Nothing but the lines from the one containing "# Issue link" to the end of the data should be returned, each exactly as written.

§ **Data**:
[Start of section]
PR #605, opened 2024-08-06
add hash to end of resource names to avoid name clash

KPostOffice:
# Issue link
https://issues.redhat.com/browse/RHOAIENG-10129

# What changes have been made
[End of section]
§ **Finished exercise**:
# Issue link
https://issues.redhat.com/browse/RHOAIENG-10129

# What changes have been made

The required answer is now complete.